MTF Charts
OpticsHow to read MTF (Modulation Transfer Function) charts to evaluate lens sharpness.
MTF (Modulation Transfer Function) measures how well a lens reproduces contrast at different levels of detail. An MTF chart plots contrast (vertical axis, 0-1) against distance from the image center to the edge (horizontal axis). Higher values mean sharper images.
MTF charts typically show two line types: sagittal (parallel to a line from center to corner) and meridional (perpendicular to that line). When both lines are close together, the lens has low astigmatism. When they diverge, point light sources become elongated in one direction.
Charts are usually measured at two spatial frequencies: 10 lp/mm (line pairs per millimeter) for contrast, and 30 lp/mm (or 40 lp/mm on higher resolution tests) for fine detail resolution. The 10 lp/mm lines tell you about overall contrast and “pop”; the 30 lp/mm lines tell you about resolving power and fine texture.

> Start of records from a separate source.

PR #257, opened 2026-05-21
[FLINK-39728] Fix pauseOrResumeSplits race with unassigned partitions

jnh5y:
When `pauseOrResumeSplits` is add to the mailbox thread, the set of splits it operates on reflects the mailbox thread's view *at start time*. 

By the time the SplitFetcher executes the action, a split may have already finished and been unassigned.

This can happen when the split-finished event has not yet propagated far enough to abort an in-flight alignment check on the `SourceOperator`. Calling `pause()` or `resume()` on a partition that is no longer in `consumer.assignment()` then throws `IllegalStateException`.

Generated-by: Claude Opus 4.6 (Anthropic)

### DIFF
--- a/flink-connector-kafka/src/main/java/org/apache/flink/connector/kafka/source/reader/KafkaPartitionSplitReader.java
+++ b/flink-connector-kafka/src/main/java/org/apache/flink/connector/kafka/source/reader/KafkaPartitionSplitReader.java
@@ -240,14 +240,29 @@ public class KafkaPartitionSplitReader
     public void pauseOrResumeSplits(
             Collection<KafkaPartitionSplit> splitsToPause,
             Collection<KafkaPartitionSplit> splitsToResume) {
-        consumer.resume(
-                splitsToResume.stream()
-                        .map(KafkaPartitionSplit::getTopicPartition)
-                        .collect(Collectors.toList()));
-        consumer.pause(
-                splitsToPause.stream()
-                        .map(KafkaPartitionSplit::getTopicPartition)
-                        .collect(Collectors.toList()));
+        // Filter against current assignment to avoid IllegalStateException when a partition
+        // was concurrently unassigned by fetch() or removeEmptySplits().
+        Set<TopicPartition> assigned = consumer.assignment();
+        List<TopicPartition> toResume = new ArrayList<>();
+        for (KafkaPartitionSplit split : splitsToResume) {
+            TopicPartition tp = split.getTopicPartition();
+            if (assigned.contains(tp)) {
+                toResume.add(tp);
+            } else {
+                LOG.warn("Skipping resume for unassigned partition {}", tp);
+            }
+        }
+        List<TopicPartition> toPause = new ArrayList<>();
+        for (KafkaPartitionSplit split : splitsToPause) {
+            TopicPartition tp = split.getTopicPartition();
+            if (assigned.contains(tp)) {
+                toPause.add(tp);
+            } else {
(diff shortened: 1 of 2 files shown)


Savonitar (approved):
Hi, thank you for the fix. The filter against consumer.assignment() before each pause/resume call is the right defensive guard.

I find “concurrently” in the comments/description a bit misleading: the unassign and the pause/resume call are sequential on the SplitFetcher thread, not parallel. The race is between the mailbox thread’s view at enqueue time and the SplitFetcher’s state at execution time.

But it does not affect the proposed fix.

LGTM

flink-connector-kafka/src/main/java/org/apache/flink/connector/kafka/source/reader/KafkaPartitionSplitReader.java
```diff
@@ -240,13 +240,18 @@ public void close() throws Exception {
     public void pauseOrResumeSplits(
             Collection<KafkaPartitionSplit> splitsToPause,
             Collection<KafkaPartitionSplit> splitsToResume) {
+        // Filter against current assignment to avoid IllegalStateException when a partition
+        // was concurrently unassigned by fetch() or removeEmptySplits().
+        Set<TopicPartition> assigned = consumer.assignment();
```
Efrat19, line 245: Nit: Wdyt about leaving a warn here to unmask any edge case where pauseOrResumeSplits is called for unassigned partition from an unfinished split?

Efrat19 (commented):
Confirmed this `IllegalStateException` can occur when the split finished event doesn't propagate in time to abort alignment check on the sourceOperator, causing pauseOrResumeSplits to be called on a finished split
LGTM % nit

flink-connector-kafka/src/main/java/org/apache/flink/connector/kafka/source/reader/KafkaPartitionSplitReader.java
jnh5y: Added!

Efrat19: Thanks
I'd give up on the filter to avoid the 2X iterations
`.forEach(tp -> assigned.contains(tp) ? .. : ..)` might be simpler wdyt

jnh5y: Ok, how does this look? https://github.com/apache/flink-connector-kafka/compare/5a53da774d83ce6ddccdf04ebbdbf015c58e9d40..12701fa48b54693fda5d5bdb7034aadcfba321a1

I think there are a lot of ways this could look; happy to go with something else if you prefer.

Efrat19 (approved):
LGTM, thanks

flink-connector-kafka/src/main/java/org/apache/flink/connector/kafka/source/reader/KafkaPartitionSplitReader.java
Efrat19: Nope it looks good, do you require anything else to merge this?

jnh5y: I am not a committer; I don't see a button to merge this.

A great lens shows both lines above 0.8 across the frame at 10 lp/mm, and above 0.6 at 30 lp/mm. A lens that starts high in the center but drops sharply toward the edges has good center sharpness but weak corners — common in fast primes wide open.

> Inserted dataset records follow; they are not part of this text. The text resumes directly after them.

PR #258, opened 2026-05-28
[FLINK-39792] Add multi-headers metadata key to Kafka connector

AHeise:
The existing headers metadata key (MAP<STRING, BYTES>) silently drops duplicate header keys and loses insertion order, since iteration into a HashMap lets the last value win. The new multi-headers key exposes headers as ARRAY<ROW<name STRING, value BYTES>>, preserving wire order and duplicate keys faithfully on both source and sink sides.

The two keys are mutually exclusive on the write path: declaring both in the same table schema is rejected at planning time with a ValidationException. Null header values are preserved; null header keys throw IllegalArgumentException since the Kafka protocol does not permit them.

### DIFF
--- a/flink-connector-kafka/src/main/java/org/apache/flink/streaming/connectors/kafka/table/DynamicKafkaRecordSerializationSchema.java
+++ b/flink-connector-kafka/src/main/java/org/apache/flink/streaming/connectors/kafka/table/DynamicKafkaRecordSerializationSchema.java
@@ -37,6 +37,7 @@ import org.apache.flink.types.RowKind;
 import org.apache.flink.util.Preconditions;
 
 import org.apache.kafka.clients.producer.ProducerRecord;
+import org.apache.kafka.common.header.Header;
 import org.slf4j.Logger;
 import org.slf4j.LoggerFactory;
 
@@ -171,7 +172,9 @@ class DynamicKafkaRecordSerializationSchema
                 readMetadata(consumedRow, KafkaDynamicSink.WritableMetadata.TIMESTAMP),
                 keySerialized,
                 valueSerialized,
-                readMetadata(consumedRow, KafkaDynamicSink.WritableMetadata.HEADERS));
+                resolveHeaders(
+                        readMetadata(consumedRow, KafkaDynamicSink.WritableMetadata.HEADERS),
+                        readMetadata(consumedRow, KafkaDynamicSink.WritableMetadata.HEADER_LIST)));
     }
 
     @Override
@@ -284,5 +287,15 @@ class DynamicKafkaRecordSerializationSchema
             return null;
         }
         return (T) metadata.converter.read(consumedRow, pos);
+    }
+
+    private static @Nullable List<Header> resolveHeaders(
+            @Nullable List<Header> mapHeaders, @Nullable List<Header> arrayHeaders) {
+        if (mapHeaders != null && arrayHeaders != null) {
+            throw new IllegalStateException(
+                    "Both 'headers' and 'header-list' metadata keys are active simultaneously. "
+                            + "This should have been caught during planning.");
+        }
+        return mapHeaders != null ? mapHeaders : arrayHeaders;
     }
 }
--- a/flink-connector-kafka/src/main/java/org/apache/flink/streaming/connectors/kafka/table/KafkaDynamicSink.java
+++ b/flink-connector-kafka/src/main/java/org/apache/flink/streaming/connectors/kafka/table/KafkaDynamicSink.java
@@ -455,11 +455,12 @@ public class KafkaDynamicSink implements DynamicTableSink, SupportsWritingMetada
                         final ArrayData valueArray = map.valueArray();
                         final List<Header> headers = new ArrayList<>();
                         for (int i = 0; i < keyArray.size(); i++) {
-                            if (!keyArray.isNullAt(i) && !valueArray.isNullAt(i)) {
+                            if (!keyArray.isNullAt(i)) {
                                 // StringData.toString() decodes UTF-8; invalid bytes produce
                                 // replacement characters (see FLIP-568).
                                 final String key = keyArray.getString(i).toString();
-                                final byte[] value = valueArray.getBinary(i);
+                                final byte[] value =
+                                        valueArray.isNullAt(i) ? null : valueArray.getBinary(i);
                                 headers.add(new KafkaHeader(key, value));
                             }
                         }
--- a/flink-connector-kafka/src/main/java/org/apache/flink/streaming/connectors/kafka/table/KafkaDynamicSink.java
+++ b/flink-connector-kafka/src/main/java/org/apache/flink/streaming/connectors/kafka/table/KafkaDynamicSink.java
@@ -31,6 +31,7 @@ import org.apache.flink.connector.kafka.sink.TransactionNamingStrategy;
 import org.apache.flink.streaming.api.datastream.DataStream;
 import org.apache.flink.streaming.api.datastream.DataStreamSink;
 import org.apache.flink.table.api.DataTypes;
+import org.apache.flink.table.api.ValidationException;
 import org.apache.flink.table.connector.ChangelogMode;
 import org.apache.flink.table.connector.Projection;
 import org.apache.flink.table.connector.ProviderContext;
@@ -274,6 +275,13 @@ public class KafkaDynamicSink implements DynamicTableSink, SupportsWritingMetada
 
     @Override
     public void applyWritableMetadata(List<String> metadataKeys, DataType consumedDataType) {
+        if (metadataKeys.contains(WritableMetadata.HEADERS.key)
+                && metadataKeys.contains(WritableMetadata.HEADER_LIST.key)) {
+            throw new ValidationException(
+                    String.format(
+                            "The writable metadata is ambiguous. Please use either metadata key '%s' or '%s'.",
+                            WritableMetadata.HEADERS.key, WritableMetadata.HEADER_LIST.key));
+        }
         this.metadataKeys = metadataKeys;
         this.consumedDataType = consumedDataType;
     }
@@ -448,9 +456,53 @@ public class KafkaDynamicSink implements DynamicTableSink, SupportsWritingMetada
                         final List<Header> headers = new ArrayList<>();
                         for (int i = 0; i < keyArray.size(); i++) {
                             if (!keyArray.isNullAt(i) && !valueArray.isNullAt(i)) {
+                                // StringData.toString() decodes UTF-8; invalid bytes produce
+                                // replacement characters (see FLIP-568).
                                 final String key = keyArray.getString(i).toString();
                                 final byte[] value = valueArray.getBinary(i);
                                 headers.add(new KafkaHeader(key, value));
+                            }
+                        }
+                        return headers;
+                    }
+                }),
+
+        /**
+         * Wire-faithful alternative to {@code headers}: preserves duplicate keys and insertion
+         * order using {@code ARRAY<ROW<key STRING, value BYTES>>} instead of a lossy MAP.
+         */
+        HEADER_LIST(
+                "header-list",
+                DataTypes.ARRAY(
+                                DataTypes.ROW(
+                                                DataTypes.FIELD(
+                                                        "key", DataTypes.STRING().nullable()),
+                                                DataTypes.FIELD(
+                                                        "value", DataTypes.BYTES().nullable()))
+                                        .nullable())
+                        .nullable(),
+                new MetadataConverter() {
+                    private static final long serialVersionUID = 1L;
+
+                    @Override
+                    public Object read(RowData row, int pos) {
+                        if (row.isNullAt(pos)) {
+                            return null;
+                        }
+                        final ArrayData arrayData = row.getArray(pos);
+                        final List<Header> headers = new ArrayList<>();
+                        for (int i = 0; i < arrayData.size(); i++) {
+                            if (!arrayData.isNullAt(i)) {
+                                final RowData headerRow = arrayData.getRow(i, 2);
+                                if (headerRow.isNullAt(0)) {
+                                    continue;
+                                }
+                                // StringData.toString() decodes UTF-8; invalid bytes produce
+                                // replacement characters (see FLIP-568).
+                                final String name = headerRow.getString(0).toString();
+                                final byte[] value =
+                                        headerRow.isNullAt(1) ? null : headerRow.getBinary(1);
+                                headers.add(new KafkaHeader(name, value));
                             }
                         }
                         return headers;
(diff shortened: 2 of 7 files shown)


flink-connector-kafka/src/main/java/org/apache/flink/streaming/connectors/kafka/table/DynamicKafkaRecordSerializationSchema.java
```diff
@@ -285,4 +289,14 @@ private <T> T readMetadata(RowData consumedRow, KafkaDynamicSink.WritableMetadat
         }
         return (T) metadata.converter.read(consumedRow, pos);
     }
+
+    private static @Nullable List<Header> resolveHeaders(
+            @Nullable List<Header> mapHeaders, @Nullable List<Header> arrayHeaders) {
+        if (mapHeaders != null && arrayHeaders != null) {
+            throw new IllegalStateException(
```
twalthr, line 295: Is this really a problem? Can't we simplify the logic and allow this? One problem less to care about.

flink-connector-kafka/src/main/java/org/apache/flink/streaming/connectors/kafka/table/KafkaDynamicSink.java
```diff
@@ -457,6 +465,47 @@ public Object read(RowData row, int pos) {
...
+                        final ArrayData arrayData = row.getArray(pos);
+                        final List<Header> headers = new ArrayList<>();
+                        for (int i = 0; i < arrayData.size(); i++) {
+                            if (!arrayData.isNullAt(i)) {
+                                final RowData headerRow = arrayData.getRow(i, 2);
+                                if (headerRow.isNullAt(0)) {
+                                    throw new IllegalArgumentException(
+                                            "Null header keys are not permitted.");
+                                }
+                                final String name = headerRow.getString(0).toString();
```
twalthr, line 503: We should mention here that we assume UTF-8 bytes and accept problems around:
https://cwiki.apache.org/confluence/display/FLINK/FLIP-568%3A+Strict+BYTES-to-STRING+CAST+with+UTF-8+Validation+Utilities
We don't intend to switch to StringData.fromUtf8Bytes as this would potentially block processing.

flink-connector-kafka/src/main/java/org/apache/flink/streaming/connectors/kafka/table/DynamicKafkaRecordSerializationSchema.java
AHeise: What do you suggest the semantics are? The user both wrote header and multi-header entries. Shall we simply concat?

I'd rather fail here: the user would need to choose between those two METADATA column for write, the other may remain available as a VIRTUAL METADATA column for read.

If we merge the entries, stuff becomes asymmetric. If you have a header [k1->v1], you'd end up with 1 entry in both METADATA on read side. If you forward the record, you end up with two entries [k1->v1, k1->v1].

twalthr: If the user asks for both we can simply provide it, in which case we read twice. Not our problem.

flink-connector-kafka/src/main/java/org/apache/flink/streaming/connectors/kafka/table/KafkaDynamicSink.java
```diff
@@ -457,6 +465,47 @@ public Object read(RowData row, int pos) {
...
+                        if (row.isNullAt(pos)) {
+                            return null;
+                        }
+                        final ArrayData arrayData = row.getArray(pos);
+                        final List<Header> headers = new ArrayList<>();
+                        for (int i = 0; i < arrayData.size(); i++) {
+                            if (!arrayData.isNullAt(i)) {
+                                final RowData headerRow = arrayData.getRow(i, 2);
+                                if (headerRow.isNullAt(0)) {
+                                    throw new IllegalArgumentException(
```
Savonitar: Could u please clarify nullability on the key field? 
Schema declares 
```
DataTypes.ARRAY(
                                DataTypes.ROW(
                                                DataTypes.FIELD(
                                                        "key", DataTypes.STRING().nullable()),
                                                DataTypes.FIELD(
                                                        "value", DataTypes.BYTES().nullable()))
                                        .notNull())
                        .nullable(),
```

however, at this line 
```
if (headerRow.isNullAt(0)) {
                                    throw new IllegalArgumentException(
                                    "Null header keys are not permitted.");
```

we throw. 
So we throw for a value the schema told the planner is valid. Shouldn't nullable() be notNull(), so the planner rejects null-key expressions at compile time instead of the job crashing at runtime?

flink-connector-kafka/src/main/java/org/apache/flink/streaming/connectors/kafka/table/KafkaDynamicSink.java
```diff
@@ -457,6 +465,47 @@ public Object read(RowData row, int pos) {
                     }
                 }),
 
+        /**
+         * Wire-faithful alternative to {@code headers}: preserves duplicate keys and insertion
+         * order using {@code ARRAY<ROW<key STRING, value BYTES>>} instead of a lossy MAP.
+         */
+        MULTI_HEADERS(
```
Savonitar: shouldn't we add this to doc docs/content/docs/connectors/table/kafka.md  (which includes  headers for example).

Savonitar (commented):
Hi. Thanks for the PR! Sounds interesting, and I have a few questions.
Could you please take a look?

flink-connector-kafka/src/main/java/org/apache/flink/streaming/connectors/kafka/table/KafkaDynamicSource.java
```diff
@@ -623,6 +625,42 @@ public Object read(ConsumerRecord<?, ?> record) {
...
+                    private static final long serialVersionUID = 1L;
+
+                    @Override
+                    public Object read(ConsumerRecord<?, ?> record) {
+                        final List<GenericRowData> rows = new ArrayList<>();
+                        for (Header header : record.headers()) {
+                            final GenericRowData row = new GenericRowData(2);
+                            row.setField(
+                                    0,
+                                    header.key() == null
```
loserwang1024: Image
header key is never be null

flink-connector-kafka/src/main/java/org/apache/flink/streaming/connectors/kafka/table/KafkaDynamicSource.java
```diff
@@ -623,6 +625,42 @@ public Object read(ConsumerRecord<?, ?> record) {
                     }
                 }),
 
+        /**
+         * Wire-faithful alternative to {@code headers}: preserves duplicate keys and insertion
+         * order using {@code ARRAY<ROW<key STRING, value BYTES>>} instead of a lossy MAP.
+         */
+        MULTI_HEADERS(
+                "multi-headers",
```
loserwang1024: multl-headers is slightly ambiguous: does "multi-headers" mean "multiple headers" (just more than one)? Or "headers with multi-valued keys"? 

What about `headers-list` or `ordered-headers` @leonardBang , WDYT?

flink-connector-kafka/src/main/java/org/apache/flink/streaming/connectors/kafka/table/KafkaDynamicSink.java
AHeise: Yes, good catch. I'll use the same behavior as regular header to skip instead. The main reason for nullable values is the ease of using it in queries. That's in line how we defined the existing `headers` metadata column.

flink-connector-kafka/src/main/java/org/apache/flink/streaming/connectors/kafka/table/KafkaDynamicSource.java
AHeise: https://github.com/apache/flink-connector-kafka/pull/258#discussion_r3323329665

flink-connector-kafka/src/main/java/org/apache/flink/streaming/connectors/kafka/table/KafkaDynamicSource.java
AHeise: My favorite version was `header-list` but we also had `headers-list` (your proposal) and `headers-raw` in discussion. As always: names are hard so I appreciate feedback. Here is an AI summary:

- header-list — singular header matches Kafka's own Header Java type; -list signals an ordered, duplicate-allowing sequence. Pro: unambiguous item-type semantics, follows hyphen convention. Con: visually disconnected from the existing headers
  key.  
- headers-list — pairs directly with headers, making the relationship obvious. Pro: clear pairing, hyphen convention. Con: encodes structure ("list") in the key name; plural root still suggests MAP-like semantics.
- headers-raw — "raw" signals the lossless, wire-faithful representation vs. the lossy MAP projection (duplicate keys collapsed, order lost). Pro: semantically precise. Con: "raw" isn't established in the Flink connector vocabulary.
- multi-headers (chosen) — the prefix multi- directly conveys what is new: multiple headers per key are preserved. Reads naturally alongside headers without encoding implementation detail.

leonardBang: Naming nit on `multi-headers`: the prefix multi- is a bit unusual since headers is already plural, and the real selling point is "wire-faithful (preserves order + duplicates)" rather than "multi" from my poor English. Two alternatives worth considering:

- `header-list` — pairs nicely with the MAP-typed headers; the name itself hints at the data structure.
- `raw-headers` — emphasizes that this version is loss-free w.r.t. the Kafka wire format.


No strong opinion either way, but I'd lean toward `header-list` for symmetry with headers. Curious what others think.

twalthr: The reason for `multi-` came from the multimap concept. Basically, the same content as `headers` just as a multimap. But I'm also fine with `header-list` if the majority agrees.  But then the question arises `headers-list` or `header-list`?

flink-connector-kafka/src/main/java/org/apache/flink/streaming/connectors/kafka/table/KafkaDynamicSink.java
twalthr: The reason for this is implicit casting. In SQL all columns are nullable by default. If we make headers not null, the implicit casting might have issues because casting from nullable to not nullable is not lossless. People would need to add IFNULL function calls.

flink-connector-kafka/src/main/java/org/apache/flink/streaming/connectors/kafka/table/KafkaDynamicSource.java
AHeise: @loserwang1024 WDYT about the ideas tossed around? Any preference?

loserwang1024: @AHeise header-list looks good to me

flink-connector-kafka/src/main/java/org/apache/flink/streaming/connectors/kafka/table/KafkaDynamicSink.java
```diff
@@ -274,6 +275,13 @@ public Map<String, DataType> listWritableMetadata() {
 
     @Override
     public void applyWritableMetadata(List<String> metadataKeys, DataType consumedDataType) {
+        if (metadataKeys.contains(WritableMetadata.HEADERS.key)
+                && metadataKeys.contains(WritableMetadata.HEADER_LIST.key)) {
+            throw new ValidationException(
+                    String.format(
+                            "Use either metadata keys '%s' or '%s'.",
```
twalthr:
```suggestion
                            "The writable metadata is ambiguous. Please use either metadata key '%s' or '%s'.",
```

flink-connector-kafka/src/main/java/org/apache/flink/streaming/connectors/kafka/table/KafkaDynamicSink.java
```diff
@@ -447,16 +455,61 @@ public Object read(RowData row, int pos) {
...
+         */
+        HEADER_LIST(
+                "header-list",
+                DataTypes.ARRAY(
+                                DataTypes.ROW(
+                                                DataTypes.FIELD(
+                                                        "key", DataTypes.STRING().nullable()),
+                                                DataTypes.FIELD(
+                                                        "value", DataTypes.BYTES().nullable()))
+                                        .notNull())
```
twalthr: nit: I would also make this nullable. I don't know how good the SQL planner can handle it otherwise. Take e.g. `header[x].key`. If `header` is nullable, the call chain needs to be nullable anyways.

flink-connector-kafka/src/main/java/org/apache/flink/streaming/connectors/kafka/table/DynamicKafkaRecordSerializationSchema.java
AHeise: The main issue here is that as soon as we allow both readable and writeable, we duplicate all entries unless we do an elaborate merging strategy. Let me show an example:

* Input has header [k->v]
* HEADERS has [k->v], HEADER-LIST has [k->v]
* Now if we write them both out by naive merging, we get [k->v, k->v], the entry is duplicated.

Since duplicates are exactly allowed with the new model we don't have an easy way out. We could always choose HEADER-LIST over HEADERS but I'm assuming users will be surprised if updates to HEADERS are lost. We could try to merge them more intelligently but everything is a heuristic and someone will be surprised.

This solution is the easiest way: both can be used for reading, only one can be used for writing. Might not be the most elegant solution but its the easiest to understand.

flink-connector-kafka/src/main/java/org/apache/flink/streaming/connectors/kafka/table/KafkaDynamicSink.java
AHeise: Applied.

flink-connector-kafka/src/main/java/org/apache/flink/streaming/connectors/kafka/table/KafkaDynamicSink.java
AHeise: Took this further: sink ROW is now nullable (matching the null-skip behavior already in the code). On the source side key is NOT NULL and null-key headers are silently skipped, so VIRTUAL users see a strict type without null checks on the key. Added testHeaderListMetadataTypes asserting both shapes, and extended testKafkaSourceSinkWithMultiHeaders with a null-ROW round-trip.

twalthr (approved):
LGTM, thanks for the update @AHeise

Savonitar (approved):
LGTM, thanks for addressing the feedback!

MTF charts have limitations: they are measured at a single aperture (usually wide open and f/8), do not capture chromatic aberration, coma, or flare, and lab conditions do not match real-world shooting. Use them as one input alongside field reports, sample images, and optical scores.
In Wuseria, the center/corner stopped and wide-open scores are derived from MTF data and lab tests. They are simplified to a 0-2 scale for quick comparison across the entire lens lineup.